A questão que se impõe: estávamos à espera do quê?
Por nós,
refiro-me à minha geração que já foi considerada rasca, por outros à rasca e
que tem hoje 40, 50 anos, pelo 25 de abril andávamos pelos 10, 20 anos, nossos pais viveram um país de censura mental e moral, uma
ditadura de costumes que até a roupa que se vestia, o bigode, as patilhas, o
casamento, eram motivo de censura. Um país paroquial, no qual o padre
representava e transmitia a opinião central, tantas vezes coadjuvado pelo
professor ou pelo médico. Um país em que as mulheres vestiam um eterno luto
negro e os homens descobriam a cabeça, tirando o boné ou o chapéu aos
senhorecos da terra. Um país descalço, de fundilhos nas calças e de sorrisos de
criança precocemente cariados. Um país em que não se "podia voar alto
porque tinha um teto demasiado baixo" ( Mário Cesariny de Vasconcellos).
Um país em que os artistas eram emigrantes.
Apresenta-se como "pai fundador da democracia" um
homem como Mário Soares, elege como primeiro Presidente da República, em
eleições livres, o general Ramalho Eanes.
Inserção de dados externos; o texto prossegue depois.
PR #2559, opened 2025-08-12
Add support for unlikely(X)

Shourya742:
Implements the unlikely(X) function. Removes runtime implementations of likely(), unlikely() and likelihood(), replacing them with panics if they reach the VDBE.

### DIFF
--- a/core/translate/expr.rs
+++ b/core/translate/expr.rs
@@ -1710,19 +1710,13 @@ pub fn translate_expr(
                             } else {
                                 crate::bail_parse_error!("likely function with no arguments",);
                             };
-                            let start_reg = program.alloc_register();
                             translate_expr(
                                 program,
                                 referenced_tables,
                                 &args[0],
-                                start_reg,
+                                target_register,
                                 resolver,
                             )?;
-                            program.emit_insn(Insn::Copy {
-                                src_reg: start_reg,
-                                dst_reg: target_register,
-                                extra_amount: 0,
-                            });
                             Ok(target_register)
                         }
                         ScalarFunc::Likelihood => {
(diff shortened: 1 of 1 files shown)


core/translate/expr.rs
```diff
@@ -1841,6 +1841,33 @@ pub fn translate_expr(
                                 "DETACH should be handled at statement level, not as expression"
                             );
                         }
+                        ScalarFunc::Unlikely => {
```
jussisaurio, line 1830: `likely` and `unlikely` shouldn't even call any function, they should just translate the argument as is -- the existing implementation of `exec_likelihood` etc. are all wrong. I think we could fix them here, i.e. remove all the functions related to this and assert that the VDBE never sees any trace of those functions

bit-aloo: Thanks for pointing this out. I was genuinely confused as to why likely/unlikely were being executed in the vdbe, they should be eliminated during translation so the vdbe never sees them. According to the sqlite documentation, these functions are purely planner hints and don’t consume CPU cycles at runtime, but in our current implementation they do. I’ll update this to strip them out at the translation stage.

bit-aloo:
@jussisaurio We now panic if any of these methods reach the VDBE and simply strip them during translation.

core/translate/expr.rs
```diff
@@ -1841,6 +1840,32 @@ pub fn translate_expr(
...
+                            };
+                            let start_reg = program.alloc_register();
+                            translate_expr(
+                                program,
+                                referenced_tables,
+                                &args[0],
+                                start_reg,
+                                resolver,
+                            )?;
+                            program.emit_insn(Insn::Copy {
```
jussisaurio: Even this `Copy` is unnecessary, right? Can just use `target_register` instead of `start_reg`, right?

bit-aloo: Oopsie, missed it. Thanks. Added here: 32e5961

jussisaurio (approved):

PR #2564, opened 2025-08-12
Rename page -> slot for arenas + buffer pool

PThorpe92:
No semantic changes here, just name changing for to prevent confusion as @sivukhin pointed out.


sivukhin (approved):
LGTM! 👍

Conta no seu plantel de governantes
pessoas como Guterres, Sócrates, Balsemão, Durão Barroso, Cavaco Silva, Passos Coelho, Santana Lopes (é bom não esquecer que até o estroina do Santana chegou
a 1º ministro deste país)... outros, Armando Vara, Jorge Coelho, Dias Loureiro, Duarte Lima, Maria de Belém Roseiro, Maria de Lurdes Rodrigues, António Vitorino, Fernando Gomes, Cadilhe, Portas e outros ainda piores.
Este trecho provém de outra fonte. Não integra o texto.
Issue #2555, opened 2025-08-12
Support non-4K page sizes


sivukhin:
Seems like not all code pathes are ready to handle non-default 4096 page size. For example:

```
$> sqlite3 512.db
sqlite3> PRAGMA page_size=512;
sqlite3> PRAGMA journal_mode=wal;

$> turso 512.db
thread 'main' panicked at core/storage/sqlite3_ondisk.rs:860:9:
read(512) != expected(4096)
note: run with `RUST_BACKTRACE=1` environment variable to display a backtrace
```

PR #2567, opened 2025-08-12
Initial pass to support per page encryption

avinassh:
This patch adds support for per page encryption. The code is of alpha quality, was to test my hypothesis. All the encryption code is gated behind a `encryption` flag. To play with it, you can do:

```sh
cargo run --features encryption -- database.db

turso> PRAGMA key='turso_test_encryption_key_123456';

turso> CREATE TABLE t(v);
```

Right now, most stuff is hard coded. We use AES GCM 256. This information is not stored anywhere, but in future versions we will start saving this info in the file. When writing to disk, we will generate a cryptographically secure random salt, use that to encrypt the page. Then we will store the authentication tag and the salt in the page itself. To accommodate this encryption hardcodes reserved space of 28 bytes. 

Once the key is set in the connection, we propagate that information to pager and the WAL, to encrypt / decrypt when reading from disk.

### DIFF
--- a/core/storage/encryption.rs
+++ b/core/storage/encryption.rs
@@ -1,0 +1,187 @@
+use crate::Result;
+use aes_gcm::{
+    aead::{Aead, AeadCore, KeyInit, OsRng},
+    Aes256Gcm, Key, Nonce,
+};
+use std::ops::Deref;
+
+pub const ENCRYPTION_METADATA_SIZE: usize = 28;
+pub const ENCRYPTED_PAGE_SIZE: usize = 4096;
+pub const ENCRYPTION_NONCE_SIZE: usize = 12;
+
+#[repr(transparent)]
+#[derive(Clone)]
+pub struct EncryptionKey([u8; 32]);
+
+impl EncryptionKey {
+    pub fn new(key: [u8; 32]) -> Self {
+        Self(key)
+    }
+
+    pub fn from_string(s: &str) -> Self {
+        let mut key = [0u8; 32];
+        let bytes = s.as_bytes();
+        let len = bytes.len().min(32);
+        key[..len].copy_from_slice(&bytes[..len]);
+        Self(key)
+    }
+
+    pub fn as_bytes(&self) -> &[u8; 32] {
+        &self.0
+    }
+
+    pub fn as_slice(&self) -> &[u8] {
+        &self.0
+    }
+}
+
+impl Deref for EncryptionKey {
+    type Target = [u8; 32];
+
+    fn deref(&self) -> &Self::Target {
+        &self.0
+    }
+}
+
+impl AsRef<[u8; 32]> for EncryptionKey {
+    fn as_ref(&self) -> &[u8; 32] {
+        &self.0
+    }
+}
+
+impl std::fmt::Debug for EncryptionKey {
+    fn fmt(&self, f: &mut std::fmt::Formatter<'_>) -> std::fmt::Result {
+        f.debug_struct("EncryptionKey")
+            .field("key", &"<encryption key redacted>")
+            .finish()
+    }
+}
+
+impl Drop for EncryptionKey {
+    fn drop(&mut self) {
+        // securely zero out the key bytes before dropping
+        for byte in self.0.iter_mut() {
+            unsafe {
+                std::ptr::write_volatile(byte, 0);
+            }
+        }
+    }
+}
+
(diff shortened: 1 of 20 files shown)


core/storage/encryption.rs
```diff
@@ -0,0 +1,187 @@
...
+
+impl EncryptionKey {
+    pub fn new(key: [u8; 32]) -> Self {
+        Self(key)
+    }
+
+    pub fn from_string(s: &str) -> Self {
+        let mut key = [0u8; 32];
+        let bytes = s.as_bytes();
+        let len = bytes.len().min(32);
```
jussisaurio, line 27: so we don't require any key length and we just either truncate the key or right-pad with zeros if the key is too long or too short?

core/storage/encryption.rs
```diff
@@ -0,0 +1,187 @@
...
+            unsafe {
+                std::ptr::write_volatile(byte, 0);
+            }
+        }
+    }
+}
+
+pub fn encrypt_page(page: &[u8], page_id: usize, key: &EncryptionKey) -> Result<Vec<u8>> {
+    if page_id == 1 {
+        tracing::debug!("skipping encryption for page 1 (database header)");
```
jussisaurio, line 84: page 1, most of the time, contains table definitions - what's our long term plan regarding page 1, and why can it not be encrypted now?

core/storage/encryption.rs
```diff
@@ -0,0 +1,187 @@
+use crate::Result;
+use aes_gcm::{
+    aead::{Aead, AeadCore, KeyInit, OsRng},
+    Aes256Gcm, Key, Nonce,
+};
+use std::ops::Deref;
+
+pub const ENCRYPTION_METADATA_SIZE: usize = 28;
+pub const ENCRYPTED_PAGE_SIZE: usize = 4096;
```
jussisaurio, line 12: We support, or at least intend to support (#2555) non 4K page sizes. Is it intentional that we require 4096 for encryption? If so, should this also be reflected in pragmas like `PRAGMA page_size=xxxx` so that it cannot be changed if encryption feature is enabled?

core/storage/encryption.rs
```diff
@@ -0,0 +1,187 @@
...
+        tracing::debug!("skipping encryption for page 1 (database header)");
+        return Ok(page.to_vec());
+    }
+    tracing::debug!("encrypting page {}", page_id);
+    assert_eq!(
+        page.len(),
+        ENCRYPTED_PAGE_SIZE,
+        "Page data must be exactly {ENCRYPTED_PAGE_SIZE} bytes"
+    );
+    let reserved_bytes = &page[ENCRYPTED_PAGE_SIZE - ENCRYPTION_METADATA_SIZE..];
```
jussisaurio, line 93: Are we checking somewhere that `reserved_bytes` defined in the database header is actually what we require?

avinassh: it is hardcoded, if `encryption` flag is enabled, then all databases (whether you use encryption or not) set reserved space to 28 bytes. of course this will be changed in the future PRs.

jussisaurio: What currently happens on an existing database?

core/storage/encryption.rs
avinassh: No, encryption can also work with custom page size. However, the encryption module requires the page size to be propagated, so this was easier.

core/storage/encryption.rs
avinassh: it isn't clear to me now, but most likely page 1 won't be encrypted. I need to store the cipher information somewhere and I am experimenting to store it at expansion bytes (offset 72) in the header. However, it might be possible to encrypt page 1 too. I need to test a couple of things. 

this will make dbs compatible with future versions, thats why encryption is gated behind the flag and is experimental for now.

core/storage/encryption.rs
avinassh: For now, yes. Right now it accepts the key as string, which is terrible. 

I plan to improve the PRAGMA APIs to take base64 encoded strings or hex.

core/storage/encryption.rs
avinassh: it doesn't work at all :) it will panic as reserved bytes won't be set

for encryption to try, one has to start from scratch

jussisaurio (approved):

Um país que tem como pitonisas Marcelo Rebelo de Sousa, Vasco Pulido Valente e Pacheco Pereira.
Como novos "velhos do Restelo" Medina Carreira
diariamente e aos dias ímpares António Barreto.
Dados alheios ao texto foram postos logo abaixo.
PR #2568, opened 2025-08-12
Improve WAL checkpointing performance

PThorpe92:
###  General idea: 
(outside of other optimizations made mostly around concurrency): 

**When checkpointing, use pages from the PageCache if we can determine that they are exactly the page/frame that we want.**

e.g. if the frame_cache has an entry: 
`Page ID: 104 -> Frame ID's: [1001, 1002]` 

and the OngoingCheckpoint has min_frame of 999 and max_frame of 1020, we should be able to check the PageCache and see if it has page 104, and only if it is tagged with frame_id = 1002, can we use that page to backfill the DB file.

Since using a cached page during checkpoint is purely an optimization, we can be conservative in terms of when we accept that a cached page is valid to use. I came up with a `wal_tag` which is the frame_id + checkpoint_seq, which is set only in the two following places:

1. When explicitly reading a frame from the WAL. (inside Wall::read_frame)
 - read_frame is perhaps the most obvious path of ensuring it's the exact page + frame combination that we want.

2. When appending a frame to the log during the normal process of writing (during `[Pager::cacheflush]`)
 - cacheflush calls append_frame, and inside the Completion, the dirty flag is cleared, and the wal_tag flag is set to the frame_id.

Inside `finish_read_page` (which is called for every page we read from either the DB file or WAL.. the `wal_tag` is cleared along with the `dirty` flag, so that any re-used `PageRef's` don't contain wal_tag's from any previous or stale pages.

#### **Proposal**: 
(In order to merge and simultaneously be able to sleep at night)

there is this debug assertion:

```rust
  #[cfg(debug_assertions)]
      {
           let mut raw = vec![0u8; self.page_size() as usize + WAL_FRAME_HEADER_SIZE];
           self.io.wait_for_completion(self.read_frame_raw(target_frame, &mut raw)?)?;
           let (_, wal_page) = sqlite3_ondisk::parse_wal_frame_header(&raw);
           let cached = cached_page.get_contents().buffer.as_slice();
          // while being horrible for performance, we can ensure that the bytes are identical 
          // when using the cached page vs what we would otherwise have read from disk.
           turso_assert!(wal_page == cached, "cache fast-path returned wrong content for page {page_id} frame {target_frame}");
      }
```

Performance
=====================================
Average latency for a checkpoint on my local machine:

### DIFF
--- a/core/storage/pager.rs
+++ b/core/storage/pager.rs
@@ -287,7 +287,6 @@ impl Page {
         self.get().wal_tag.store(TAG_UNSET, Ordering::Release)
     }
 
-    /// Check if this page is suitable for checkpointing
     pub fn is_valid_for_checkpoint(&self, target_frame: u64, seq: u32) -> bool {
         let (f, s) = self.wal_tag_pair();
         f == target_frame && s == seq && !self.is_dirty()
@@ -916,10 +915,9 @@ impl Pager {
         let page = return_if_io!(self.allocate_page());
         if let Some(wal) = &self.wal {
             let max_frame = wal.borrow().get_max_frame_in_wal();
+            let seq = wal.borrow().checkpoint_seq();
             // brand new page gets share max frame + 1
-            page.set_wal_frame(max_frame + 1);
-        } else {
-            page.set_wal_frame(0);
+            page.set_wal_tag(max_frame + 1, seq);
         }
         let page = Arc::new(BTreePageInner {
             page: RefCell::new(page),
@@ -1417,7 +1415,8 @@ impl Pager {
                 page.get().id == header.page_number as usize,
                 "page has unexpected id"
             );
-            page.set_wal_frame(frame_no);
+            let seq = wal.checkpoint_seq();
+            page.set_wal_tag(frame_no, seq);
             self.add_dirty(&page);
         }
         if header.is_commit_frame() {
--- a/core/storage/pager.rs
+++ b/core/storage/pager.rs
@@ -288,8 +288,8 @@ impl Page {
     }
 
     #[inline]
-    pub fn is_valid_for_checkpoint(&self, target_frame: u64, seq: u32) -> bool {
-        let (f, s) = self.wal_tag_pair();
+    pub fn is_valid_for_checkpoint(&self, target_frame: u64) -> bool {
+        let (f, _s) = self.wal_tag_pair();
         f == target_frame && !self.is_dirty()
     }
 }
@@ -1168,7 +1168,7 @@ impl Pager {
         let mut page_cache = self.page_cache.write();
         let page_key = PageCacheKey::new(page_idx);
         page_cache.get(&page_key).and_then(|page| {
-            if page.is_valid_for_checkpoint(target_frame, seq) {
+            if page.is_valid_for_checkpoint(target_frame) {
                 tracing::trace!(
                     "cache_get_for_checkpoint: page {} frame {} is valid",
                     page_idx,
--- a/core/storage/pager.rs
+++ b/core/storage/pager.rs
@@ -20,7 +20,7 @@ use std::cell::{Cell, OnceCell, RefCell, UnsafeCell};
 use std::collections::HashSet;
 use std::hash;
 use std::rc::Rc;
-use std::sync::atomic::{AtomicUsize, Ordering};
+use std::sync::atomic::{AtomicU64, AtomicUsize, Ordering};
 use std::sync::{Arc, Mutex};
 use tracing::{instrument, trace, Level};
 
@@ -116,6 +116,33 @@ pub struct PageInner {
     pub contents: Option<PageContent>,
     pub id: usize,
     pub pin_count: AtomicUsize,
+    /// The WAL frame number this page was loaded from (0 if loaded from main DB file)
+    /// This tracks which version of the page we have in memory
+    pub wal_tag: AtomicU64,
+}
+
+/// WAL tag not set
+pub const TAG_UNSET: u64 = u64::MAX;
+
+/// Bit layout:
+/// seq: 20
+/// frame: 44
+const EPOCH_BITS: u32 = 20;
+const FRAME_BITS: u32 = 64 - EPOCH_BITS;
+const SEQ_SHIFT: u32 = FRAME_BITS;
+const SEQ_MAX: u32 = (1u32 << EPOCH_BITS) - 1;
+const FRAME_MAX: u64 = (1u64 << FRAME_BITS) - 1;
+
+#[inline]
+pub fn pack_tag_pair(frame: u64, seq: u32) -> u64 {
+    ((seq as u64) << SEQ_SHIFT) | (frame & FRAME_MAX)
+}
+
+#[inline]
+pub fn unpack_tag_pair(tag: u64) -> (u64, u32) {
+    let seq = ((tag >> SEQ_SHIFT) & (SEQ_MAX as u64)) as u32;
+    let frame = tag & FRAME_MAX;
+    (frame, seq)
 }
 
 #[derive(Debug)]
@@ -142,6 +169,7 @@ impl Page {
                 contents: None,
                 id,
                 pin_count: AtomicUsize::new(0),
+                wal_tag: AtomicU64::new(TAG_UNSET),
             }),
         }
     }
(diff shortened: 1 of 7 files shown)


core/storage/pager.rs
```diff
@@ -867,6 +925,12 @@ impl Pager {
         _alloc_mode: BtreePageAllocMode,
     ) -> Result<IOResult<BTreePage>> {
         let page = return_if_io!(self.allocate_page());
+        if let Some(wal) = &self.wal {
+            let max_frame = wal.borrow().get_max_frame_in_wal();
+            let seq = wal.borrow().checkpoint_seq();
+            // brand new page gets share max frame + 1
+            page.set_wal_tag(max_frame + 1, seq);
+        }
```
avinassh: does this mean, all pages within a transaction gets same frame no? this is to mark a txn boundary?

avinassh: also, do we keep all pages of a txn in memory? do we not drop them from the memory and reload again later?

avinassh: since we assign a frame no before actually writing to disk, how do we ensure that this page gets the same frame no when written to disk?

avinassh (commented):
I do get the general idea, but I am trying to understand this PR. It would be great if you can add some more comments around the discussion we are having. My question is, the page cache is per connection right, why is the need to track `seq` (checkpoint seq number) to validate a cached page is changed or not 

in other words, i am trying to understand which situation a connection can have differing `(frame_id, seq)`

core/storage/wal.rs
```diff
@@ -292,115 +293,222 @@ pub trait Wal {
...
+            (false, false) => {
+                // new singleton run
+                self.run_count += 1;
+            }
+            (true, false) | (false, true) => {
+                // extends an existing run, run_count unchanged
+            }
+            (true, true) => {
+                // merges two runs into one
+                self.run_count = self.run_count.saturating_sub(1);
```
sivukhin: We should assert that run_count >= 2 here instead of `saturating_sub`

core/storage/wal.rs
```diff
@@ -292,115 +293,222 @@ pub trait Wal {
...
-            "should not reset new flush without being in done state"
-        );
-        self.done.store(false, Ordering::Release);
+
+    #[inline]
+    /// Whether we should flush an exisitng batch of writes and begin concurrently aggregating a new one.
+    fn should_flush_batch(&self) -> bool {
+        self.pending_writes.is_full()
+            || (self.pending_writes.len() >= MIN_BATCH_LEN_FOR_FLUSH
+                && self.pending_writes.avg_run_len() >= MIN_AVG_RUN_FOR_FLUSH)
```
sivukhin, line 472: Why do we care about average run length and not just about total amount of runs?

core/storage/pager.rs
```diff
@@ -1094,6 +1150,37 @@ impl Pager {
...
+        let mut page_cache = self.page_cache.write();
+        let page_key = PageCacheKey::new(page_idx);
+        page_cache.get(&page_key).and_then(|page| {
+            if page.is_valid_for_checkpoint(target_frame, seq) {
+                tracing::trace!(
+                    "cache_get_for_checkpoint: page {} frame {} is valid",
+                    page_idx,
+                    target_frame
+                );
+                page.pin();
```
sivukhin, line 1177: What is the difference between pin and lock?

core/storage/wal.rs
```diff
@@ -292,115 +293,222 @@ pub trait Wal {
...
+                && self.inflight_reads.is_empty()
+                && !self.pending_writes.is_empty())
     }
-    fn clear(&self) {
-        self.done.store(true, Ordering::Relaxed);
+
+    #[inline]
+    /// Remove any completed write operations from `inflight_writes`,
+    /// returns whether any progress was made.
+    fn process_pending_writes(&mut self) -> bool {
```
sivukhin: NIT: `process_inflight_writes` / `inflight_reads`?

core/storage/wal.rs
```diff
@@ -292,115 +293,222 @@ pub trait Wal {
...
 
-/// IOV_MAX is 1024 on most systems, lets use 512 to be safe
+/// IOV_MAX is 1024 on most systems
 pub const CKPT_BATCH_PAGES: usize = 512;
+
+/// TODO: *ALL* of these need to be tuned for perf. It is tricky
+/// trying to figure out the ideal numbers here to work together concurrently
+const MIN_AVG_RUN_FOR_FLUSH: f32 = 32.0;
+const MIN_BATCH_LEN_FOR_FLUSH: usize = 512;
+const MAX_PENDING_WRITES: usize = 64;
```
sivukhin: NIT: `MAX_INFLIGHT_WRITES`?

core/storage/wal.rs
```diff
@@ -1375,111 +1469,135 @@ impl WalFile {
...
+                        // used from the page cache.
+                        for (page_id, frame_id) in
+                            self.ongoing_checkpoint.pages_to_checkpoint.iter()
+                        {
+                            if let Some(page) = pager.cache_get((*page_id) as usize) {
+                                // we have to check validity to ensure we dont unpin anything we didnt pin
+                                if page
+                                    .is_valid_for_checkpoint(*frame_id, self.header.checkpoint_seq)
+                                {
+                                    page.try_unpin();
```
sivukhin: Why are we sure that checkpoint actually pinned this page? It can be that it was brought to the cache during checkpoint, no?

core/storage/wal.rs
```diff
@@ -1375,111 +1469,135 @@ impl WalFile {
...
-                    if more_pages {
+
+                    let seq = self.header.checkpoint_seq;
+                    // Issue reads until we hit limits
+                    while self.ongoing_checkpoint.should_issue_reads() {
+                        let (page_id, target_frame) = self.ongoing_checkpoint.pages_to_checkpoint
+                            [self.ongoing_checkpoint.current_page as usize];
+
+                        // Try cache first, if enabled
+                        if !DISABLE_CKPT_CACHE.load(Ordering::Relaxed) {
```
sivukhin: Do we actually need this? I would propose to just enable cache and do not introduce any env vars. At least for now...

It just pretty easy to miss the env var somewhere (for example, Antithesis) or mess up with variable name (PR mention `TURSO_ENABLE_CHECKPOINT_CACHE` but in the code its `TURSO_DISABLE_CHECKPOINT_CACHE`)

@penberg, what do you think?

core/storage/wal.rs
```diff
@@ -1375,111 +1469,135 @@ impl WalFile {
...
+                        list.sort_unstable_by(|a, b| (a.0, a.1).cmp(&(b.0, b.1)));
+                        list
+                    };
+                    self.ongoing_checkpoint.pages_to_checkpoint = to_checkpoint;
                     self.ongoing_checkpoint.current_page = 0;
-                    self.ongoing_checkpoint.state = CheckpointState::ReadFrame;
+                    self.ongoing_checkpoint.inflight_writes.clear();
+                    self.ongoing_checkpoint.inflight_reads.clear();
+                    self.ongoing_checkpoint.state = CheckpointState::Processing;
+                    self.ongoing_checkpoint.time = std::time::Instant::now();
```
sivukhin: NIT: `io.now()`?

core/storage/sqlite3_ondisk.rs
```diff
@@ -905,6 +905,9 @@ pub fn finish_read_page(page_idx: usize, buffer_ref: Arc<Buffer>, page: PageRef)
         page.get().contents.replace(inner);
         page.clear_locked();
         page.set_loaded();
+        // we set the wal tag only when reading page from log, or in allocate_page,
+        // we clear it here for safety in case page is being re-loaded.
+        page.clear_wal_tag();
```
sivukhin, line 917: Can it really have some non-trivial tag set? Should we just assert that tag is not set here?

core/storage/pager.rs
PThorpe92: `pin` simply prevents the page from being evicted (reference count). IIRC `locking` the page is just a mark to tell the caller that it isn't loaded into memory/doesn't contain valid `contents`

core/storage/wal.rs
PThorpe92: ah yeah I changed it locally to `ENABLE_` from  `DISABLE_` and forgot to push those changes*

core/storage/wal.rs
PThorpe92: When we read frames from the WAL only for the purpose of backfilling, we don't insert those in the page cache. So actually here would first need to check if cache is enabled, and only then we would check `is_valid_for_checkpoint`, and un-pin them.

core/storage/pager.rs
PThorpe92: sorry I didnt address these comments individually but I ended up making some changes as I found flaws in the logic of setting the wal tag in a couple areas (these same ones you pointed out actually)

PThorpe92: The page cache can keep pages in memory arbitrarily (LRU). If the pages are marked `dirty` as part of a write tx, they will be flushed to disk and can be (frequently) read back again from the log, especially if we don't hit the threshold of 1000 frames to checkpoint, It is quite common for frequently used pages to be written to and exist as wal frames and be read from disk (from the log) for some reader, and then be evicted again, etc

core/storage/sqlite3_ondisk.rs
PThorpe92: I think since the pager can re-use `PageRef`'s, and swap out their `contents`, we would want to clear this tag here (or somewhere)

core/storage/wal.rs
PThorpe92: The thought process was that we want to have larger runs if possible/preferably not to have a bunch of runs with len = 1. I'm honestly not sure what the best way to try to promote this is? I'm not sure if the average run length even helped tbh I was trying out a bunch of stuff

core/storage/wal.rs
sivukhin: Can readers add pages while checkpoint is in progress?

PThorpe92: lol I am retarded. OK I added a boolean on the `pages_to_checkpoint`: Vec<(page, frame, is_cached)>. So we are only un-pinning exactly the pages that we pinned, and it asserts that the page is still in the cache when backfilling is done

Dos autarcas que temos democraticamente eleitos, nem vale a
pena e ainda temos o sr. Alberto João, na Madeira.
Um país que do "charme" lastimoso "dos Ballet Rose" passou à "pimbalhada pedófila", e hedionda, demasiado
triste para parecer verdade, da Casa Pia...
E a tudo fomos fechando os olhos, assobiando para o lado. a
tudo, calámos, nada dissemos...
Estávamos à espera do quê?
Depois de Zeca ter cantado "será o apocalipse ou a
torneira a pingar no bidé?".
Nós que inventámos o desenrascanso e a vigarice e espalhámos
estas nobres artes por todo o mundo, "globalizando avant-la-lettre".
Tudo consentimos...
Esperávamos o quê?
Uma nova revelação e respetivo milagre em Fátima? O Benfica
campeão? Um tachito que nos desenrolasse a vida e uma cunha para enfiar o rapaz
ou rapariga, lá de casa, na função pública, num banco, numa boa empresa...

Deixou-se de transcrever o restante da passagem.